Stored data entries:

PR #85, opened 2021-06-19
84 multiple correlation to determine lb predictors

ppebay:
Please note that for now, data input files are supposed to be co-located with the script and have names matching `in.*.dat`


lifflander (approved):
Looks great to me!

Issue #83, opened 2021-06-16
Terminate gracefully when  no edges are provided to a communication-based criterion


ppebay:
`LBAF` should not try to use criteria 2 or 3 when no communication edges were provided. It should error out cleanly with a proper message in this case, instead of crashing.

marcinwrobel1986:
Will be done with #80

Issue #82, opened 2021-06-16
Revamp the writer 


ppebay:
A few points to remember:
. no more "epochs" (e) but "phases" (p)
. the output file name should no longer contain the "time step" (nor the "phase id") 
. each record should start with the "phase id"

marcinwrobel1986:
Will be done with #80

Issue #81, opened 2021-06-16
Replace all instances of time_step with phase_id


ppebay:
The `time_step` terminology is outdated, as vt uses a more general concept of "phase".

The goal of this issue is to replace all instances of `time_step` with `phase_id`

marcinwrobel1986:
Will be done with #80

Issue #80, opened 2021-06-14
Change input/output format to JSON with brotli compression


lifflander:
The related issue in VT is: https://github.com/DARMA-tasking/vt/issues/1469 and the PR is: https://github.com/DARMA-tasking/vt/pull/1475

Here is the new JSON format we want to consume (one file per rank as before):
```json
{
    "phases": [
        {
            "tasks": [
                {
                    "time": 1.33514404296875e-05,
                    "subphases": [
                        {
                            "time": 1.33514404296875e-05,
                            "id": 0
                        }
                    ],
                    "resource": "cpu",
                    "object": 107374182400,
                    "node": 0
                },
                {
                    "time": 0.012618303298950195,
                    "subphases": [
                        {
                            "time": 0.012618303298950195,
                            "id": 0
                        }
                    ],
                    "resource": "cpu",
                    "object": 0,
                    "node": 0
                }
            ],
            "id": 0
        },
        {
            "tasks": [
                {
                    "time": 1.5974044799804688e-05,
                    "subphases": [
                        {
                            "time": 1.5974044799804688e-05,
                            "id": 0
                        }
                    ],
                    "resource": "cpu",
                    "object": 107374182400,
                    "node": 0
                },
                {
                    "time": 1.52587890625e-05,
                    "subphases": [
                        {
                            "time": 1.52587890625e-05,
                            "id": 0
                        }
                    ],
                    "resource": "cpu",
                    "object": 120259084288,
                    "node": 0
                },
                {
                    "time": 0.012134313583374023,
                    "subphases": [
                        {
                            "time": 0.012134313583374023,
                            "id": 0
                        }
                    ],
                    "resource": "cpu",
                    "object": 0,
                    "node": 0
                }
            ],
            "id": 2
        }
    ]
}
```

The JSON output might be compressed with Brotli or not (by default it will be). So we should use the python wrapped compression/decompression from this repo: https://github.com/google/brotli to perform the compression/decompression before reading/writing the LB stat file input/output.

marcinwrobel1986:
Ok, I am on it.
I think it would be better to implement before big architecture changes.

marcinwrobel1986:
@lifflander Do we want to have backward compatibility?

marcinwrobel1986:
@lifflander I have just pushed the converter we were talking yesterday about.
- uncompressed JSON is ca. 2.5 x bigger than CSV
- compressed JSON is ca. 6 x smalles than CSV

[...]

PR #86, opened 2021-06-21
Reading and writing a new format

marcinwrobel1986:
This PR resolves:
- #80 Change input/output format to JSON with brotli compression
- #81 Replace all instances of time_step with phase_id
- #82 Revamp the writer
- #83 Terminate gracefully when no edges are provided to a communication-based criterion

+ added converter from old CSV format to new JSON/compressed with Brotli


src/Applications/conf.yaml
```diff
@@ -14,7 +14,7 @@
 # threshold           [-r <rt>]   float     overload relative threshold
 # time_sampler_type   [-t <ts>]   str       object times sampler: <ts> in {uniform,lognormal}
 # weight_sampler_type [-w <ws>]   str       communications weights sampler: <cs> in {uniform,lognormal}
-# time_step           [-s <ts>]   int       time stepping for reading VT load logs
+# phase_id           [-s <ts>]   int       time stepping for reading VT load logs
```
nlslatt, line 17: This comment should be updated to reflect the change from timestep to phase.

src/IO/lbsLoadReaderVT.py
```diff
@@ -202,18 +139,56 @@ def read_iteration(self, n_p, time_step):
...
+                decompressed_dict = json.loads(compr_bytes.decode('utf-8'))
+
+        # defining phases from file
+        phases = decompressed_dict['phases']
+        # iterating over phases
+        for phase in phases:
+            phase_id = phase['id']
+            for task in phase['tasks']:
+                task_time = task.get('time')
+                task_object_id = task.get('entity').get('id')
```
nlslatt, line 176: Do we need to verify that the entity type is in fact `object`?

src/IO/lbsLoadReaderVT.py
```diff
@@ -202,18 +139,56 @@ def read_iteration(self, n_p, time_step):
...
+                    returned_dict.setdefault(phase_id, Processor(node_id))
+
+                    # Add object to processor
+                    returned_dict[phase_id].add_object(obj)
+
+                    # Print debug information when requested
+                    if self.verbose:
+                        print(f"{bcolors.HEADER}[LoadReaderVT] {bcolors.END}iteration = {phase_id}, "
+                              f"object id = {task_object_id}, time = {task_time}")
+
```
nlslatt, line 193: We're not reading in any communication edges.  Does ant part of LBAF require them?

src/IO/lbsLoadWriterVT.py
```diff
@@ -63,74 +65,84 @@ class LoadWriterVT:
...
+                    temp_dict[proc_id].append({'proc_id': proc_id, 'obj_id': obj_id, 'obj_time': obj_time})
+            except:
+                n_u += 1
+
+        dict_to_dump = dict()
+        dict_to_dump['phases'] = list()
+        for proc_id, others_list in temp_dict.items():
+            phase_dict = {'tasks': list(), 'id': proc_id}
+            for task in others_list:
+                task_dict = {'time': task['obj_time'], 'resource': 'cpu', 'object': task['obj_id']}
```
nlslatt, line 133: This does not appear to be consistent with the current schema (or the CSV to JSON converter).

utils/csv_2_json_data_converter.py
```diff
@@ -0,0 +1,171 @@
...
+        """ Method converts data to JSON and saves to output path
+        """
+        # Creating dictionary with right structure, which will be dumped
+        dict_to_dump = dict()
+        dict_to_dump['phases'] = list()
+        for proc_id, others_list in data_to_convert.items():
+            phase_dict = {'tasks': list(), 'id': proc_id}
+            for task in others_list:
+                task_dict = {'time': task['obj_time'], 'resource': 'cpu',
+                             'entity': {'id': task['obj_id'], 'type': 'object'}, 'node': node}
```
nlslatt, line 149: @lifflander Do we want to omit `home` or reverse engineer the entity ID (differently for CSVs that come from the release branch vs develop) so that the data is more complete?  With the `home` specified in all stats data imported into my LB testing/tuning driver in vt, I can delete a ton of code, but if we want to maintain compatibility with data that lacks `home` then I will need to retain all that extra functionality.

nlslatt (commented):
I made some comments, but was not able to provide a comprehensive review as I have limited experience with Python.  Will LBAF need to read or write communication data?  If so, there are a number of functions that will need to be extended.

src/Applications/conf.yaml
marcinwrobel1986: Thanks, for catching that up Nicole!

src/IO/lbsLoadReaderVT.py
marcinwrobel1986: There is a schema validator coming soon and we might need to have a quick chat regarding what else could it be.

src/IO/lbsLoadReaderVT.py
marcinwrobel1986: I haven't provide any additional functionality to LBAF, if it's lacking of some, that is another topic for the meeting.

src/IO/lbsLoadWriterVT.py
marcinwrobel1986: I will ask @lifflander Jonathan to send me the final data, then I would write a validator and make sure everytihng is up to date. Thanks!

PR #90, opened 2021-09-23
#89: add multi-regression scripts that predict

nlslatt:


marcinwrobel1986 (commented):
Hello @nlslatt ,
sorry for the delay, I can see here some C++ Python :)
It would be good to have any input data for that, so I can make sure it's still working + I would also restructure that a bit, so it would then be more frienndly to use.

nlslatt:
> Hello @nlslatt , sorry for the delay, I can see here some C++ Python :) It would be good to have any input data for that, so I can make sure it's still working + I would also restructure that a bit, so it would then be more frienndly to use.

Yeah, I have pretty much zero real Python experience so my C++ is bleeding through. I'll look into getting some data you can use to test it easily.

marcinwrobel1986:
> > Hello @nlslatt , sorry for the delay, I can see here some C++ Python :) It would be good to have any input data for that, so I can make sure it's still working + I would also restructure that a bit, so it would then be more frienndly to use.
> 
> Yeah, I have pretty much zero real Python experience so my C++ is bleeding through. I'll look into getting some data you can use to test it easily.

Nicole, it's probably 10^6 better than my C++ :)

scripts/multi_reg_and_predict_new_data.py
```diff
@@ -0,0 +1,163 @@
...
+import sys
+import re
+import numpy as np
+from sklearn import linear_model
+
+# This script trains on in.*.dat in the training directory passed on the
+# command-line and then predicts on in.*.dat in the working directory.
+
+def setupRegressors(files, bool_cols, y_col, rank_col, excluded, X, Y, ranks, regressor_list, n_obs):
+    first_row = True
```
marcinwrobel1986, line 12: Variable `first_row` is defined before for loop. This means that this variable will be True  just for first read `file_name` in `files`. Is it desired behaviour? Or maybe it should be after `for file_name in files:` but before `with open(file_name, ...`, then it would be True for each read file.

scripts/multi_reg_and_predict_new_data.py
```diff
@@ -0,0 +1,163 @@
...
+        with open(file_name, newline='') as csv_file:
+            # Open CSV reader with blank separators and numeric conversion
+            print("# Reading CSV file:", file_name)
+            csv_reader = csv.reader(csv_file,
+                                    delimiter=' ',
+                                    quoting=csv.QUOTE_NONNUMERIC)
+            # Iterate over file rows
+            for row in csv_reader:
+                # Compute record type from Boolean field and update as needed
+                r_type = sum([int(b) << i for i, b in enumerate(row) if i in bool_cols])
```
marcinwrobel1986, line 24: `<<` is Bitwise left shift, is that desired?

scripts/multi_reg_and_predict_new_data.py
```diff
@@ -0,0 +1,163 @@
...
+
+if len(sys.argv) != 2:
+    print("** ERROR: Specify training directory on the command-line")
+    sys.exit(1)
+
+training_dir = sys.argv[1];
+
+# Initialize global variables
+regressor_list = []
+n_obs = {}
```
marcinwrobel1986, line 82: `{}` could be set or dict. 
Empty set could be instantiated as `set()` and empty dict as `dict()`, that would be more explicit.
I would help with these two scripts. I just need some data, to be sure, to proceed correctly :)

marcinwrobel1986:
Hello again Nicole,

What the task asks:
Which lines belong in the answer? Exactly those from the first line of the entries through the line holding "Issue #83, opened 2021-06-16", inclusive, copied unchanged.

Expected output:
PR #85, opened 2021-06-19
84 multiple correlation to determine lb predictors

ppebay:
Please note that for now, data input files are supposed to be co-located with the script and have names matching `in.*.dat`


lifflander (approved):
Looks great to me!

Issue #83, opened 2021-06-16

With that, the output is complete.